= Motor skill consolidation =

Aspect of learning of motor skills

Motor skill consolidation represents the process by which motor skills are transformed from an initial fragile state, in which they are especially prone to being disrupted or lost, to a more solid or permanent state. Any newly formed motor skill, such as learning to play a musical instrument or adjusting one's running stride, is subject to a consolidation period. The time course of this period during which new motor skills are susceptible to disruption appears to be on the order of a few hours.

==Distinctions between procedural and declarative memories==
Motor skills, also known as procedural memories, are distinct from declarative memories, which involve memories of events, people, places, etc. Both types of memories are, however, subject to a consolidation period, though the neural mechanisms appear to differ. Some of the earliest evidence pointing to a distinction between procedural and declarative memories came from the famous neurology patient HM. As a treatment for severe epilepsy, portions of HM's temporal lobes, including both hippocampi, were removed. This left him unable to form new declarative memories (anterograde amnesia), while his ability to learn novel motor tasks remained intact.

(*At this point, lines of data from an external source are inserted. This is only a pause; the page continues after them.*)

PR #198, opened 2020-10-24
Replace string parsing with tuple literal

PeterJCLaw:
This simplifies the code as well as allowing the type signature to specify exactly how many entries should be present.

### DIFF
--- a/modules/sr/robot/motor_devices.py
+++ b/modules/sr/robot/motor_devices.py
@@ -1,3 +1,5 @@
+from typing import Tuple
+
 from controller import Robot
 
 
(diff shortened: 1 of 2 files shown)


modules/sr/robot/motor_devices.py
```diff
@@ -37,12 +39,10 @@ def set_speed(self, speed):
 
 class Gripper(MotorBase):
 
-    def __init__(self, webot: Robot, motor_name: str) -> None:
+    def __init__(self, webot: Robot, motor_names: Tuple[str, str]) -> None:
```
RealOrangeOne, line 42: I wonder if instead, this should just be 2 separate arguments?

PeterJCLaw: Eh. They do en up in a list and are treated as just elements of that list though, so it feels more fitting to accept them like this.

RealOrangeOne (approved):

PR #201, opened 2020-10-25
Promote the ManualTimestepRobot

PeterJCLaw:
This requires competitor code to explicitly use our API wrappers when they want time to advance. In turn this should make robot behaviour more predictable and allows us to simplify how we're running matches (as we no longer need to ensure they run at 1:1 real time).

### DIFF
--- a/modules/sr/robot/robot.py
+++ b/modules/sr/robot/robot.py
@@ -1,8 +1,7 @@
 import math
-import time
 from os import path, environ
 from typing import Optional
-from threading import Lock, Thread
+from threading import Lock
 
 from sr.robot import motor, camera, ruggeduino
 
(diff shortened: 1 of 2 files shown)


modules/sr/robot/robot.py
```diff
@@ -152,38 +151,3 @@ def sleep(self, secs: float) -> None:
...
-            target=self.webot_run_robot,
-            # Ensure our background thread alone won't keep the controller
-            # process runnnig.
-            daemon=True,
-        )
-        t.start()
-        time.sleep(self._timestep / 1000)
-
-    def webot_run_robot(self):
-        while self.webots_step_and_should_continue(self._timestep):
```
RealOrangeOne, line 188: I wonder whether we should remove the `_and_should_continue` functionality?

PeterJCLaw: I can see it potentially being useful for competitors. I have fixed a related comment in 89ea239 though.

RealOrangeOne (approved):

PR #204, opened 2020-10-25
Improve developer UX

PeterJCLaw:
This primarily aims to improve the UX for those developing the simulator itself, though the logging changes will benefit competitors too.

I also expect that the ability to control the `ARENA_ROOT` is likely to also be helpful when running the competitions. For example we could easily now move the `recordings` folder to being within the `ARENA_ROOT` so that each such directory contains everything for a given match.

### DIFF
--- a/controllers/sr_controller/sr_controller.py
+++ b/controllers/sr_controller/sr_controller.py
@@ -11,10 +11,10 @@ REPO_ROOT = Path(__file__).resolve().parent.parent.parent
 EXAMPLE_CONTROLLER_FILE = REPO_ROOT / 'controllers/example_controller/example_controller.py'
 
 # Root directory of the specification of the Arena (and match)
-ARENA_ROOT = REPO_ROOT.parent
+ARENA_ROOT = Path(os.environ.get('ARENA_ROOT', REPO_ROOT.parent))
 
-MODE_FILE = REPO_ROOT / 'robot_mode.txt'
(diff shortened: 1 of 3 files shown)


controllers/sr_controller/sr_controller.py
```diff
@@ -176,10 +179,28 @@ class SimpleTee:
...
+    def __init__(self, *streams: IO[str], prefix: str = '') -> None:
         self.streams = streams
+        self._line_start = True
+        self.prefix = prefix
+
+    def _insert_prefix(self, data: str) -> str:
+        # Append our prefix just after all inner newlines. Don't append to a
+        # trailing newline as we don't know if the next line in the log will be
+        # from this zone.
+        final_newline = data.endswith('\n')
```
RealOrangeOne, line 191: Do we know how this performs on windows, given that generally uses `\r\n` for newlines

PeterJCLaw: I'm assuming you mean this question about the following line (where we do the `replace`) rather than this line? Obviously this line will be completely fine on Windows.
---
So Python uses universal newlines -- any time it reads in or wants to handle a newline you _should_ get `\n` rather than `\r\n`. Obviously this doesn't stop someone putting a literal `\r\n` in their code and printing that and in that case this will likely get weird, however that code is then not portable and would have weird output on Unix anyway.

RealOrangeOne (approved):

PR #205, opened 2020-10-25
Implement wait_start via Webots customData field

### LINKED ISSUE #200: Fully support wait_start
I think we're going to need to have a proper mechanism to have the robots wait for the start of the match if we want to have automatic video collection (#181) due to limitations in webots (https://github.com/cyberbotics/webots/issues/2386).

Since we previously ran the competition on Windows I'm assuming that we need to support doing this on Windows too. Obviously we'd really like that anyway in order to support development in competition mode on Windows.

The way that this works on the real robots is that a FIFO is created using `os.mkfifo`, however that's a Unix-only API so that's out.

The other alternatives I can think of are:
- **use a `socket.AF_UNIX` socket**
  Impractical as this isn't supported yet in Python (https://bugs.python.org/issue33408). It looks like it might land some time during Python 3.9, but it's not here yet.
- **use a Named pipe**
  [pywin32](https://pypi.org/project/pywin32/) seems to be the consensus for using these on Windows, however that means adding a potentially complicated (and undocumented) dependency along with factoring out the backends to be platform specific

==Motor skills and the internal model==
It is believed that motor skill acquisition requires learning a new internal model of limb dynamics. For instance, in order to reach for a cup of coffee, a person must have an implicit understanding of the mass of their own arm, and how specific patterns of muscle activation will change the position of that limb. A common model for studying motor learning and consolidation involves perturbations to reaching tasks using robotic arms to impart forces on the limb during reaches, forcing the subject to learn new internal representations of the limb to take these new external forces into account.

==Role of sleep in motor memory consolidation==
A number of recent studies have begun to demonstrate the importance of sleep in the process of consolidation of both procedural and declarative memories. For instance, it was recently shown that even a short 90-minute nap after training in a skilled finger task prevented interference two hours after the task when compared to subjects that did not nap. During night sleep, REM sleep and slow-wave sleep both contribute to the motor memory consolidation process through an increase in neuromodulatory activity, and regular field potential oscillations such as sleep spindles (reviewed by Diekelmann and Born, 2010).

==Pathologies and processes affecting motor memory consolidation==
While the precise neural basis for motor skill consolidation is not fully understood, many of the structures necessary for the process have been identified. As the process of learning a motor skill requires both initial execution of the skill, and long storage of the consolidated memory, a complex network of brain areas are involved, including the primary motor cortex, the cerebellum, the prefrontal cortex, and the basal ganglia. Given that motor skill consolidation is a distributed process, the ability to form new procedural memories is susceptible to the effects of a number of processes and pathologies.

===Cerebellar diseases===
The cerebellum, and especially the cerebellar cortex, is critical for coordinating motor outputs during skilled tasks, as well as the process of stabilizing newly formed motor skills. Damage to the cerebellum can occur through a number of causes including trauma, alcoholism, chronic degenerative diseases such as olivopontocerebellar atrophy, and genetic developmental disorders.

===Parkinson's disease===
Parkinson's disease, which affects the basal ganglia, has been shown to cause an impairment in the ability to consolidate new motor skills. For instance, when Parkinsonian patients were tested in force field reaching tasks, they showed significantly less retention of the motor skill than controls during later testing. This points to the importance of the basal ganglia, the primary target of Parkinson's disease, in creating the new sensory/motor mappings that are necessary for the long term retention of a motor skill.

===Stroke===
A stroke is the damage of a volume of brain tissue resulting from restricted blood supply, which is often a result of occluded blood vessels leading to the brain. Given the large number of brain areas involved in the motor skill acquisition, strokes affecting any of these areas can lead to deficits in motor skill consolidation. Therapies for stroke have focused on modified practice techniques to allow the reacquisition of important skills after the damage has occurred.

===Aging===
Aging has been shown to have an effect on declarative memory consolidation, which appears to be related to disruptions of sleep patterns, as well as hippocampal degeneration. However, aging does not appear to have a direct effect on motor skill consolidation, with subjects up to 95 years of age showing the ability to retain newly formed motor skills up to two years after acquisition.